Top of DATA IN THIS EXERCISE

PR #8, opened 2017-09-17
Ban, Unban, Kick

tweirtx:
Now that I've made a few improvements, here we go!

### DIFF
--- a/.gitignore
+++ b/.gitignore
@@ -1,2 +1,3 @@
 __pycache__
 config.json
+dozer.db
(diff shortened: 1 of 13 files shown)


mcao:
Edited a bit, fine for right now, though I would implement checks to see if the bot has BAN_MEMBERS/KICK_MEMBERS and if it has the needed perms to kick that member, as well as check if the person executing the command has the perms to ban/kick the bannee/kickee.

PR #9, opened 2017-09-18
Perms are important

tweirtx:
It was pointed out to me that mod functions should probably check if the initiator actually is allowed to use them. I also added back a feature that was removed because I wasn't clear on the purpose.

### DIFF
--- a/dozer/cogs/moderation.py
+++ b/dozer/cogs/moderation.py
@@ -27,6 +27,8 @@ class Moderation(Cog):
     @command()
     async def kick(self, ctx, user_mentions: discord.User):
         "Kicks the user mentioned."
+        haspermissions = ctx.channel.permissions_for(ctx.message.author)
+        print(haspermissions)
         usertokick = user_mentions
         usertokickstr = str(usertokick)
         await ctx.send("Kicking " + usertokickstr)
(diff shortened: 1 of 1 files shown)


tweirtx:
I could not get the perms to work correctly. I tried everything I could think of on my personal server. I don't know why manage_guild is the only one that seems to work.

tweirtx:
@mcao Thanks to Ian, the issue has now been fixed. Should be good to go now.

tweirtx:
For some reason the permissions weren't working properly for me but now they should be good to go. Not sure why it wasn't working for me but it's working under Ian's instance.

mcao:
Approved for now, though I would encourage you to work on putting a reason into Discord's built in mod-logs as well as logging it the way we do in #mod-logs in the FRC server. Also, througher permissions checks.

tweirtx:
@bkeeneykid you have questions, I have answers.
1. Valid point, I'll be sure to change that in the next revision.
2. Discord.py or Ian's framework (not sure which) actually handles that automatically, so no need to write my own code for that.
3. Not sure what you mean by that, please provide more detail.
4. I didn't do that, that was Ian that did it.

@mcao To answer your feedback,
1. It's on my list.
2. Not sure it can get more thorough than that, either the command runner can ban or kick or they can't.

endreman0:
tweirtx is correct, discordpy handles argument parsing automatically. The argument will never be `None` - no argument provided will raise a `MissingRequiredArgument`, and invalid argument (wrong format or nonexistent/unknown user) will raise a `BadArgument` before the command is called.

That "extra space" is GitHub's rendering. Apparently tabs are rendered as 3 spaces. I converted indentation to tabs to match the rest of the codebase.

Bottom of DATA IN THIS EXERCISE

| ACTIVITY |
Every line of the data above belongs in the answer, unchanged.

| RESULT |
PR #8, opened 2017-09-17
Ban, Unban, Kick

tweirtx:
Now that I've made a few improvements, here we go!

### DIFF
--- a/.gitignore
+++ b/.gitignore
@@ -1,2 +1,3 @@
 __pycache__
 config.json
+dozer.db
(diff shortened: 1 of 13 files shown)


mcao:
Edited a bit, fine for right now, though I would implement checks to see if the bot has BAN_MEMBERS/KICK_MEMBERS and if it has the needed perms to kick that member, as well as check if the person executing the command has the perms to ban/kick the bannee/kickee.

PR #9, opened 2017-09-18
Perms are important

tweirtx:
It was pointed out to me that mod functions should probably check if the initiator actually is allowed to use them. I also added back a feature that was removed because I wasn't clear on the purpose.

### DIFF
--- a/dozer/cogs/moderation.py
+++ b/dozer/cogs/moderation.py
@@ -27,6 +27,8 @@ class Moderation(Cog):
     @command()
     async def kick(self, ctx, user_mentions: discord.User):
         "Kicks the user mentioned."
+        haspermissions = ctx.channel.permissions_for(ctx.message.author)
+        print(haspermissions)
         usertokick = user_mentions
         usertokickstr = str(usertokick)
         await ctx.send("Kicking " + usertokickstr)
(diff shortened: 1 of 1 files shown)


tweirtx:
I could not get the perms to work correctly. I tried everything I could think of on my personal server. I don't know why manage_guild is the only one that seems to work.

tweirtx:
@mcao Thanks to Ian, the issue has now been fixed. Should be good to go now.

tweirtx:
For some reason the permissions weren't working properly for me but now they should be good to go. Not sure why it wasn't working for me but it's working under Ian's instance.

mcao:
Approved for now, though I would encourage you to work on putting a reason into Discord's built in mod-logs as well as logging it the way we do in #mod-logs in the FRC server. Also, througher permissions checks.

tweirtx:
@bkeeneykid you have questions, I have answers.
1. Valid point, I'll be sure to change that in the next revision.
2. Discord.py or Ian's framework (not sure which) actually handles that automatically, so no need to write my own code for that.
3. Not sure what you mean by that, please provide more detail.
4. I didn't do that, that was Ian that did it.

@mcao To answer your feedback,
1. It's on my list.
2. Not sure it can get more thorough than that, either the command runner can ban or kick or they can't.

endreman0:
tweirtx is correct, discordpy handles argument parsing automatically. The argument will never be `None` - no argument provided will raise a `MissingRequiredArgument`, and invalid argument (wrong format or nonexistent/unknown user) will raise a `BadArgument` before the command is called.

That "extra space" is GitHub's rendering. Apparently tabs are rendered as 3 spaces. I converted indentation to tabs to match the rest of the codebase.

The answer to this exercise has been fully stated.